_WHAT THE EXERCISE ASKS_
Every line in the records below with the string "Integer" is to be copied out.

_SOURCE INFORMATION_

____________________

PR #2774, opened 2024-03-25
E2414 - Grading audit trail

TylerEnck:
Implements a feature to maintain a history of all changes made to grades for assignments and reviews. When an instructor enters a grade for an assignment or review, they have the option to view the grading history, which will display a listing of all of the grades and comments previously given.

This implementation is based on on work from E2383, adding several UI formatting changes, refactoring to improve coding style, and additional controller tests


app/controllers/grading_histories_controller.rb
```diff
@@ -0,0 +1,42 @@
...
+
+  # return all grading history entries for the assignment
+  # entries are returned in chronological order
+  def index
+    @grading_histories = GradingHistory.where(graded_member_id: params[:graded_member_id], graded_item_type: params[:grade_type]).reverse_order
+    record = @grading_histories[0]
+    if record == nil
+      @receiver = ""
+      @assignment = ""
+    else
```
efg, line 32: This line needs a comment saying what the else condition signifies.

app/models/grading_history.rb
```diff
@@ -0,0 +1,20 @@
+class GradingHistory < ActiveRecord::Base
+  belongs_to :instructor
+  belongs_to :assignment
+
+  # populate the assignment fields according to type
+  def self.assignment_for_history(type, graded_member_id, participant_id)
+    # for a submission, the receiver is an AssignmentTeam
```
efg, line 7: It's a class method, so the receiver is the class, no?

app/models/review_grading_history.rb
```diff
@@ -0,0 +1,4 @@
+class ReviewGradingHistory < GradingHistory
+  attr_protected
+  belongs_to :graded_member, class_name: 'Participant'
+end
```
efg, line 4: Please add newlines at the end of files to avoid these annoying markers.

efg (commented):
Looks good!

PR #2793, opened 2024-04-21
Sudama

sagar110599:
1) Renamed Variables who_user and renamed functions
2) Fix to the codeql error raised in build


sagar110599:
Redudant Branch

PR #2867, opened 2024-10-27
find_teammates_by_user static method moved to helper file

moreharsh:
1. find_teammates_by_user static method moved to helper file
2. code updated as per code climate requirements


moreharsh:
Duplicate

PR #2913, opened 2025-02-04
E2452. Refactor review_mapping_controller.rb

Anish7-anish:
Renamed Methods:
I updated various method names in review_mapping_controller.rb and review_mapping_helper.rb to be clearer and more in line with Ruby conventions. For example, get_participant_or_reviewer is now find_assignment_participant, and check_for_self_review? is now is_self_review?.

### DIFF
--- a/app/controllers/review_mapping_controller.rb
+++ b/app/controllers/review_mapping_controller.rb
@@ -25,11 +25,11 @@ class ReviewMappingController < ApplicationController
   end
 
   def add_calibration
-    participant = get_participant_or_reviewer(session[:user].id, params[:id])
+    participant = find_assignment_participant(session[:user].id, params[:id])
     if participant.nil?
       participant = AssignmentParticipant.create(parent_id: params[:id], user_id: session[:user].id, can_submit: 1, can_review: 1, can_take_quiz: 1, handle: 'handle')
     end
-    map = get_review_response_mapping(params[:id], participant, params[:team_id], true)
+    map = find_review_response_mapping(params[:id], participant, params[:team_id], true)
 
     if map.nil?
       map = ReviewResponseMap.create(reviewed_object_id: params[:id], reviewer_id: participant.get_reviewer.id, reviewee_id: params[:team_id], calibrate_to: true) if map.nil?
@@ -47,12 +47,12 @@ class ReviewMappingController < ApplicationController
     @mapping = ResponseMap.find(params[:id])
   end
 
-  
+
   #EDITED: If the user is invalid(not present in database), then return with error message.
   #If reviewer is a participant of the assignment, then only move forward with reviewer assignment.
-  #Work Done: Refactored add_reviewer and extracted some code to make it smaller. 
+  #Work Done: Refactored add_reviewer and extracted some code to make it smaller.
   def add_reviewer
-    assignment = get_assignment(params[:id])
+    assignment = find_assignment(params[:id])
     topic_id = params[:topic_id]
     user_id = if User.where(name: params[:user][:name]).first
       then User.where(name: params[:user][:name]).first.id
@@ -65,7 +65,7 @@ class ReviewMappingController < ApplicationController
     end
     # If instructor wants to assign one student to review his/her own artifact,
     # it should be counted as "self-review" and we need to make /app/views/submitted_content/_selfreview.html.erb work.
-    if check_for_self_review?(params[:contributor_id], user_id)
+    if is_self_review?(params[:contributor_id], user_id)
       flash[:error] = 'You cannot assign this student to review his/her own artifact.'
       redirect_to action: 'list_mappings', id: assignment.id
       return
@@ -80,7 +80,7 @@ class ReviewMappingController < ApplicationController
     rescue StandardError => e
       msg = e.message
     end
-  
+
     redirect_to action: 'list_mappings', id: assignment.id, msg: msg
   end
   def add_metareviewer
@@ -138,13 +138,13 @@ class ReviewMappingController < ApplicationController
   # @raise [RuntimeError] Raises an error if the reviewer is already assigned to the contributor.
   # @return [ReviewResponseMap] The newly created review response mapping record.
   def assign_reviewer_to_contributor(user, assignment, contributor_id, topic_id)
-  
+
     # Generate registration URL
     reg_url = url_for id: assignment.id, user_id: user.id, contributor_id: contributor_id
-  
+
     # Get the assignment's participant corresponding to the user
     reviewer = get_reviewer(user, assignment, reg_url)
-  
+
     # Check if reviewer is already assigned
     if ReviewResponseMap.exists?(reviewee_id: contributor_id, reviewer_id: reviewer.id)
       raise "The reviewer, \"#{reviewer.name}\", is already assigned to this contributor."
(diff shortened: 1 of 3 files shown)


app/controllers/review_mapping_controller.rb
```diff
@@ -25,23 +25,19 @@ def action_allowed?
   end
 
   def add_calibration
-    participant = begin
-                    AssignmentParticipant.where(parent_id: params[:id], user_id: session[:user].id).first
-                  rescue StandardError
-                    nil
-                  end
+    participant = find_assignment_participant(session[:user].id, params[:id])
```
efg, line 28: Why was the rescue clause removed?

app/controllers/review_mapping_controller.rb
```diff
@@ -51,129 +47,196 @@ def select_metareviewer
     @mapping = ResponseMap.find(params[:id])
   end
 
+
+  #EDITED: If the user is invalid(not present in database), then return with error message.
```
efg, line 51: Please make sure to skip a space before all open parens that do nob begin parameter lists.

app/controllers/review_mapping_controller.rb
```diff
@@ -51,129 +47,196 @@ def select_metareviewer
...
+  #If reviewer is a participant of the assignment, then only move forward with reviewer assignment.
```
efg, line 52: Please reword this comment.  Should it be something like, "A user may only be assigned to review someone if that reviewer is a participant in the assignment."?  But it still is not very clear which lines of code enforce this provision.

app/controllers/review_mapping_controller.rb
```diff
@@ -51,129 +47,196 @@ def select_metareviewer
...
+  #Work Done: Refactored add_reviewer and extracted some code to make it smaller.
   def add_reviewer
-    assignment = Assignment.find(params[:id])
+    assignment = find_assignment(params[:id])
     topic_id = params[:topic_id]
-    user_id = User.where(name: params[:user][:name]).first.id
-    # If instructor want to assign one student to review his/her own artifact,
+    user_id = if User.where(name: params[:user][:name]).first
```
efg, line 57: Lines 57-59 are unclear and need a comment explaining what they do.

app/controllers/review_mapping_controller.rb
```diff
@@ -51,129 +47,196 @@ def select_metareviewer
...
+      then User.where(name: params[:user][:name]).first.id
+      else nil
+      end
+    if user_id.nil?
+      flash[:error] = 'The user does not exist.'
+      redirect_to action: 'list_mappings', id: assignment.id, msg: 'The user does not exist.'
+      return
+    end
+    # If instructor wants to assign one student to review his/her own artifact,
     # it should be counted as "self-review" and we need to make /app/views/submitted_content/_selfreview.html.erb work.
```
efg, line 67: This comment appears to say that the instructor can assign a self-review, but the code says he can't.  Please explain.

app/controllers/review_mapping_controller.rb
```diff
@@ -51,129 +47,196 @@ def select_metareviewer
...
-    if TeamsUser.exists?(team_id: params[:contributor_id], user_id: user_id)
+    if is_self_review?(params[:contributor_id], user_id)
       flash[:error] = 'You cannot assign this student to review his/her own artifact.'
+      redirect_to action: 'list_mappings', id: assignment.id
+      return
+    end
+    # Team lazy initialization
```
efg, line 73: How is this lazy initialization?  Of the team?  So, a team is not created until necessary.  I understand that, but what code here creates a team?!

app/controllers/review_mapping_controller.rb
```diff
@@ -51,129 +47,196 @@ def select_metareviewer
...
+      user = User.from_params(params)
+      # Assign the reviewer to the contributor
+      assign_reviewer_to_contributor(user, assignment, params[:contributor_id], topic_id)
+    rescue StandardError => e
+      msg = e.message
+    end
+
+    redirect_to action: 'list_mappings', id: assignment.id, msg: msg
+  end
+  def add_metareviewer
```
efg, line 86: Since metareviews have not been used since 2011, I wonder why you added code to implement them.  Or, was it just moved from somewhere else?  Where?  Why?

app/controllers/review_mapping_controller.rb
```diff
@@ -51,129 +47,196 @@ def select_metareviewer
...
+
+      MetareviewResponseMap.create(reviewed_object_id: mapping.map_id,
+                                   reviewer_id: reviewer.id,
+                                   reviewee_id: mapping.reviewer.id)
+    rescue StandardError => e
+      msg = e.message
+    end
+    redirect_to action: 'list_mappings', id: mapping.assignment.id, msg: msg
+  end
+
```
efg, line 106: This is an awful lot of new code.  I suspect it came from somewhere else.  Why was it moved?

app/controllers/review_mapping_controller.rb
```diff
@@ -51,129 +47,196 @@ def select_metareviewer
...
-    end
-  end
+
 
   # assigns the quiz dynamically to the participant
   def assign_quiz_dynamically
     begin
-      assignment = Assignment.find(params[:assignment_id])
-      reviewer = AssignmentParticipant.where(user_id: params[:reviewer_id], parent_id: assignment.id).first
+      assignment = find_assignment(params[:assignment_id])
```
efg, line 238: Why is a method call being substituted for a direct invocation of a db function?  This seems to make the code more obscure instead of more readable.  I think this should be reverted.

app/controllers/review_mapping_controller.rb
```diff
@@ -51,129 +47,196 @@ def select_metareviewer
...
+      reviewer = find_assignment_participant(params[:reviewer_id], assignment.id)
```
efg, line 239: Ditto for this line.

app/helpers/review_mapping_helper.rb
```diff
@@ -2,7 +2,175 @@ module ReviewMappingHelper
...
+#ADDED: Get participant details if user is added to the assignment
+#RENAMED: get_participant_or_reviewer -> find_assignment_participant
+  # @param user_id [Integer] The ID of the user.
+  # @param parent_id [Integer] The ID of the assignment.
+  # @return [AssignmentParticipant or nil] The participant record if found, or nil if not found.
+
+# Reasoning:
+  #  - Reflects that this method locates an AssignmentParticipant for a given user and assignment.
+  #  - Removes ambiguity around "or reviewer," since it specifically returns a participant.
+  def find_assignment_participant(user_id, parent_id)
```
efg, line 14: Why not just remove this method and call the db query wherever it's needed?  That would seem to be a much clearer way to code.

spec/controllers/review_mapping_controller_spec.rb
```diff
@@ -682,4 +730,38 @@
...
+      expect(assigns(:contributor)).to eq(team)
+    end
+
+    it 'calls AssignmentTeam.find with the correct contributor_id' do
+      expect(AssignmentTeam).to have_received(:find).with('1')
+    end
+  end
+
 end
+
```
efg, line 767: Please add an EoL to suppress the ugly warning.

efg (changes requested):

____________________

_YOUR SOLUTION_
+  # @param user_id [Integer] The ID of the user.
+  # @param parent_id [Integer] The ID of the assignment.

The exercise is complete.